Covering mistakes... the only way is if you pile on the reverb, which your tone then goes to shit (MAB anyone? Lol). Delay won't do it, it'll just repeat the mistake.


----------



## Accept2 (Jan 1, 2006)

If you pile on reverb, you wont hide mistakes. Show us some hidden Dick Dale mistakes...............


----------



## violation (Aug 20, 2006)

Dick Dale... surf music? Pretty much all tremolo picking? Wow... you can really mess up there... 

I know Yngwie has said he'll add some reverb to his live tone to cover up simple mistakes. Example being when he does legato, though rare, he's said he'll accidently pull off too hard and hit the string below it and it'll give it that annoying muted sound. Dimebag Darrell said the exact same thing... and his leads were more often then not, all legato. I'm sure that's the reason MAB did/does it too... just listen to '2x Again', ton of reverb when he played it live.

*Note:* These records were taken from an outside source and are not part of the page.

PR #262, opened 2026-04-23
CI: build relocatable packages via TheRock SDK

thananon:
## Summary

Adds GitHub Actions workflow and build script for producing relocatable packages (DEB/RPM/TGZ) via the TheRock SDK. This workflow is the primary path for continuous integration and nightly/release builds of TransferBench packages, enabling self-contained deployments without requiring a pre-installed ROCm stack on the target machine.

**Prerequisites:** Merged #261 (manylinux portability fixes) to ensure builds succeed on manylinux_2_28 (AlmaLinux 8) with gcc 8-era libstdc++.

## Implementation

- **`.github/workflows/build-relocatable-packages.yml`**: Two-job workflow (Ubuntu 22.04 → DEB/TGZ, manylinux_2_28 → RPM/TGZ) that fetches the latest TheRock SDK tarball, builds with `-DBUILD_RELOCATABLE_PACKAGE=ON`, and uploads artifacts to GitHub Actions + optional S3 (via OIDC).
- **`build_packages_local.sh`**: Standalone script that downloads TheRock SDK tarballs from S3 by ROCm version and GPU family (gfx94X-dcgpu, gfx950-dcgpu, gfx110X-all, gfx120X-all, gfx1151), extracts them, drives CMake with relocatable RPATH, and produces `amdrocm<MAJOR>-transferbench` packages.
- **CMake additions**: New `BUILD_RELOCATABLE_PACKAGE` option that bypasses `rocm_install`/`rocm_create_package` and drives CPack directly with version-namespaced package naming (`amdrocm7-transferbench`) and relocatable RPATH.

## S3 and OIDC

Workflow uploads packages to S3 using GitHub OIDC for authentication (no long-lived credentials). S3 paths:
- **Nightly/develop**: `s3://.../nightly/transferbench/{deb,rpm,tar}` with apt/yum repo metadata.
- **Release branches**: `s3://.../release/transferbench/{deb,rpm,tar}` with apt/yum metadata.
- **Pull requests**: `s3://.../transferbench/<branch>/<run-number>/{ubuntu-22.04,manylinux_2_28}` (no metadata).

S3 upload only executes in the `ROCm/TransferBench` repository and requires `AWS_S3_BUCKET` (organization variable) and `AWS_ROLE_ARN` (organization secret).

## Supported GPU Families

TheRock SDK tarballs are fetched per GPU family:
- **gfx94X-dcgpu**: gfx940, gfx941, gfx942, gfx943 (MI300 series)
[...]

PR #287, opened 2026-05-04
ci: align relocatable package flow with RVS reference

thananon:
## Summary

Brings TransferBench's TheRock-SDK-based package build into closer parity with the [ROCmValidationSuite reference flow](https://github.com/ROCm/ROCmValidationSuite/blob/master/.github/workflows/README_BUILD_PACKAGES.md). Closes the four gaps identified after #262 landed.

### Gap 1 — RPATH defaults move into `CMakeLists.txt`
RPATH list previously lived only in `build_packages_local.sh` (`-DCMAKE_INSTALL_RPATH=…`), so plain `cmake -DBUILD_RELOCATABLE_PACKAGE=ON ..` produced a non-relocatable binary. Defaults now live inside the `if(BUILD_RELOCATABLE_PACKAGE)` block in `CMakeLists.txt`. The script drops the three `-DCMAKE_*_RPATH` flags. The list is also extended to match RVS:
```
$ORIGIN:$ORIGIN/../lib:/opt/rocm/extras-<MAJOR>/lib:/opt/rocm/lib:/opt/rocm/lib/llvm/lib:/opt/rocm/core-<MAJOR>/lib:/opt/rocm/core-<MAJOR>/lib/llvm/lib
```

### Gap 2 — Auto-computed patch version
`VERSION_STRING` patch is now derived from `git describe --tags --abbrev=0 --match v<MAJOR>.<MINOR>.*` followed by `git rev-list --count <tag>..HEAD`. Falls back to a hardcoded patch (`02`) when git is unavailable or no matching tag exists. **No user-visible change today** since no `v1.66.*` tag exists yet (latest v-tag is `v1.62.00`); once a `v1.66.00` tag is created, builds will be `1.66.<commits-since>`.

### Gap 3 — RVS-style package release tag
`build_packages_local.sh` now emits release strings matching the RVS format:

| Trigger | Release string |
|---|---|
| push / schedule / dispatch / local | `r<libpatch>.<yyyymmdd>` (e.g. `r0711.20260504`) |
| pull request | `r<libpatch>.<yyyymmdd>.<src-branch>.<commit>` |
| `release/*` branch | `${GITHUB_RUN_NUMBER}` (fallback `1`) |

UTC date captured once at script start so long builds can't straddle midnight. The over-permissive bare `rel*` branch matcher is dropped (workflow only triggers `release/**`).

### Gap 4 — User-facing TGZ install doc
TGZ install instructions move out of the CI-engineer-facing `README_BUILD_PACKAGES.md` into a new Sphinx doc at `docs/install/INSTALL_TGZ.rst`, covering pre-install ROCm, runtime deps (`numactl`, `libnuma1`, `hsa-rocr` — no PCI deps since TransferBench doesn't enumerate via PCI), extraction, `PATH`/`LD_LIBRARY_PATH`, and persistent `/etc/profile.d` setup. `install.rst` cross-links to it. `README_BUILD_PACKAGES.md` keeps a minimal CI-maintainer smoke test plus a link to the new doc.

## Test plan

- [x] `cmake -B build_verify -DBUILD_RELOCATABLE_PACKAGE=ON -DROCM_MAJOR_VERSION=7 …` prints `-- TransferBench version: 1.66.02` (correct fallback)
- [x] Bash release-tag logic smoke-tested in default / release / PR modes — produces `r0711.20260504`, `42`, `r0711.20260504.feature.foo.<commit>` respectively
- [ ] CI: push triggers `build-relocatable-packages.yml`; verify package filenames carry the new `r<libpatch>.<yyyymmdd>` release string
- [ ] CI: confirm `readelf -d` on the built binary shows the extended RPATH list and no `$HOME/rocm-sdk/install` leak
- [ ] Render Sphinx docs (`python3 -m sphinx -W -b html …`) and confirm `INSTALL_TGZ.html` builds without warnings

### DIFF
--- a/.github/workflows/README_BUILD_PACKAGES.md
+++ b/.github/workflows/README_BUILD_PACKAGES.md
@@ -103,8 +103,15 @@ Quick smoke test from the repo root after a successful build:
 sudo mkdir -p /opt/rocm/extras-7
 sudo tar -xzf build/amdrocm7-transferbench-*.tar.gz -C /opt/rocm/extras-7 --strip-components=1
 export PATH=/opt/rocm/extras-7/bin:$PATH
-TransferBench --help
+# With no args, TransferBench prints version, usage, available presets,
+# and detected topology — a fast end-to-end check that the binary loads
+# its ROCm libs correctly.
+TransferBench
 ```
+
+> Once the `help` and `smoketest` presets land on `develop` (currently on
+> `candidate`), prefer `TransferBench help` for usage and `TransferBench
+> smoketest` for a real correctness check.
 
 ## S3 upload (OIDC)
 
--- a/.github/workflows/README_BUILD_PACKAGES.md
+++ b/.github/workflows/README_BUILD_PACKAGES.md
@@ -93,11 +93,17 @@ sudo rpm -i --replacefiles --nodeps build/amdrocm7-transferbench-*.rpm
 
 ### Any Linux (TGZ — relocatable install tree, requires ROCm runtime on target)
 
+End-user instructions (pre-install ROCm, runtime dependencies, extract,
+`PATH` / `LD_LIBRARY_PATH`, troubleshooting) live in the project docs at
+[docs/install/INSTALL_TGZ.rst](../../docs/install/INSTALL_TGZ.rst).
+
+Quick smoke test from the repo root after a successful build:
+
 ```bash
 sudo mkdir -p /opt/rocm/extras-7
 sudo tar -xzf build/amdrocm7-transferbench-*.tar.gz -C /opt/rocm/extras-7 --strip-components=1
 export PATH=/opt/rocm/extras-7/bin:$PATH
-TransferBench
+TransferBench --help
 ```
 
 ## S3 upload (OIDC)
--- a/docs/install/INSTALL_TGZ.rst
+++ b/docs/install/INSTALL_TGZ.rst
@@ -1,0 +1,132 @@
+:orphan:
+
+.. meta::
+  :description: Install the relocatable TransferBench TGZ archive on any Linux distribution
+  :keywords: TransferBench, TGZ, tarball, install, relocatable
+
+.. _install-transferbench-tgz:
+
+------------------------------------------------
+Installing TransferBench from the TGZ archive
+------------------------------------------------
+
+The TransferBench TGZ archive (``amdrocm<MAJOR>-transferbench-*.tar.gz``) is a
+relocatable install tree that works on any Linux distribution where a
+compatible ROCm runtime is already present. Use it when you cannot or do not
+want to install the DEB or RPM package — for example on a distribution
+without a native ROCm package, or inside a non-root container.
+
+The TGZ ships only the ``TransferBench`` binary and its supporting files. It
+does **not** bundle ROCm; the host system must already provide the ROCm
+runtime libraries (``hsa-rocr`` and the HIP runtime).
+
+Pre-install: ROCm
+-----------------
+
+Install ROCm on the target system before extracting the TGZ. Follow the
+official AMD documentation:
+
+* `ROCm documentation <https://rocm.docs.amd.com/>`_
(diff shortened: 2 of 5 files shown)


.github/workflows/README_BUILD_PACKAGES.md
```diff
@@ -93,11 +93,17 @@ sudo rpm -i --replacefiles --nodeps build/amdrocm7-transferbench-*.rpm
...
+[docs/install/INSTALL_TGZ.rst](../../docs/install/INSTALL_TGZ.rst).
+
+Quick smoke test from the repo root after a successful build:
+
 ```bash
 sudo mkdir -p /opt/rocm/extras-7
 sudo tar -xzf build/amdrocm7-transferbench-*.tar.gz -C /opt/rocm/extras-7 --strip-components=1
 export PATH=/opt/rocm/extras-7/bin:$PATH
-TransferBench
+TransferBench --help
```
alex-breslow-amd: Nice.  Is this enough?  It's definitely better than what we have presently, which is zilch.  I'm wondering if we need to run some simple workflows like a2a.

docs/install/INSTALL_TGZ.rst
```diff
@@ -0,0 +1,132 @@
...
+
+  TransferBench --help
+
+You should see the TransferBench usage banner. If the binary fails to load a
+shared library, inspect:
+
+.. code-block:: bash
+
+  ldd /opt/rocm/extras-7/bin/TransferBench
+  readelf -d /opt/rocm/extras-7/bin/TransferBench | grep -E 'RPATH|RUNPATH'
```
alex-breslow-amd, line 119: Should we just run this before running help?  It saves us from having to type this in a terminal.

.github/workflows/README_BUILD_PACKAGES.md
gilbertlee-amd: --help doesn't exist.

In candidate we already introduce the "help" preset, to be more inline with the other presets:

`./TransferBench help`

For CI moving forward, we likely want to use 
`./TransferBench smoketest`

However, that's also in candidate branch still

alex-breslow-amd:
I would try to automate the first-level troubleshooting you listed if possible.  Then the doc can just refer the user to the output that's already part of the logs.

thananon:
@gilbertlee-amd good catch — `--help` was wishful thinking on my part. Pushed a fix that:

- Replaces `TransferBench --help` with plain `TransferBench` in both the README smoke test and `INSTALL_TGZ.rst`. On `develop` today, `argc <= 1` (Client.cpp:41) prints version + usage + preset list + detected topology then exits 0, which is the right load-time check.
- Adds a forward-looking note in the README that once the `help` and `smoketest` presets graduate from `candidate` to `develop`, the smoke test should switch to `TransferBench smoketest`.

Left @alex-breslow-amd's two open suggestions (run a real workload like a2a; auto-run the troubleshooting `ldd`/`readelf`) for follow-up — both are good ideas but bigger than this PR's scope (the a2a one in particular wants the `smoketest` preset to land first).

alex-breslow-amd:
> @gilbertlee-amd good catch — `--help` was wishful thinking on my part. Pushed a fix that:
> 
> * Replaces `TransferBench --help` with plain `TransferBench` in both the README smoke test and `INSTALL_TGZ.rst`. On `develop` today, `argc <= 1` (Client.cpp:41) prints version + usage + preset list + detected topology then exits 0, which is the right load-time check.
> * Adds a forward-looking note in the README that once the `help` and `smoketest` presets graduate from `candidate` to `develop`, the smoke test should switch to `TransferBench smoketest`.
> 
> Left @alex-breslow-amd's two open suggestions (run a real workload like a2a; auto-run the troubleshooting `ldd`/`readelf`) for follow-up — both are good ideas but bigger than this PR's scope (the a2a one in particular wants the `smoketest` preset to land first).

That's fine by me.

thananon:
Codeql broken unrelated to the PR. If we are ok lets merge this and create a test release branch to verify this workflow end to end.

nileshnegi (approved):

I just turned it on, even a fair amount on the original recording.


----------



## Guest (Aug 14, 2007)

Robboman said:


> Buy a compressor pedal. Put a nice comp in front of the Big Muff and dial it in. No, this won't get the "brown sound", but you didn't ask for that... you asked for "solid sounding vanhalen soloing". If two-handed tapping is involved, you want the tapped notes to be almost as loud as the picked notes. Compression can do that.


I second the compressor but try it after your OD. Whole new world of singing sustain.


----------



## Kapo_Polenton (Jun 20, 2007)

I think compressors sound great but have never owned one fearing that i would become too reliant on it and how it is in fact easier to use it to mask mistakes in picking attack.. a good example for me is how Yngwie's tonehas gone to the dogs since he began using more of it... he was great 1980 to say 89..and then it all went to $hit... maybe the tone changes or same ol harmonic minor shred without purpose. He wore great shirts though! like an aristocratic pirate ARRRRRRRR


----------



## Robert1950 (Jan 21, 2006)

Kapo_Polenton said:


> ... he was great 1980 to say 89..and then it all went to $hit...


I don't think so, just listen to this. :wink:

http://youtube.com/watch?v=NK25tqXSdqI


----------



## Kapo_Polenton (Jun 20, 2007)

lol, yeah seen that one and the Petrucci one.. classic stuff! (because it is sooooo true) :bow:


----------



## Budda (May 29, 2007)

you want a good liquid lead tone?

not a ton of gain, a fair amount of mids, and the neck pickup (or a nice blend of neck and bridge if you have LP-style controls).

having an amp up to the task helps too, probably a bit more than pedals . a touch of reverb, delay, and chorus might not hurt either


----------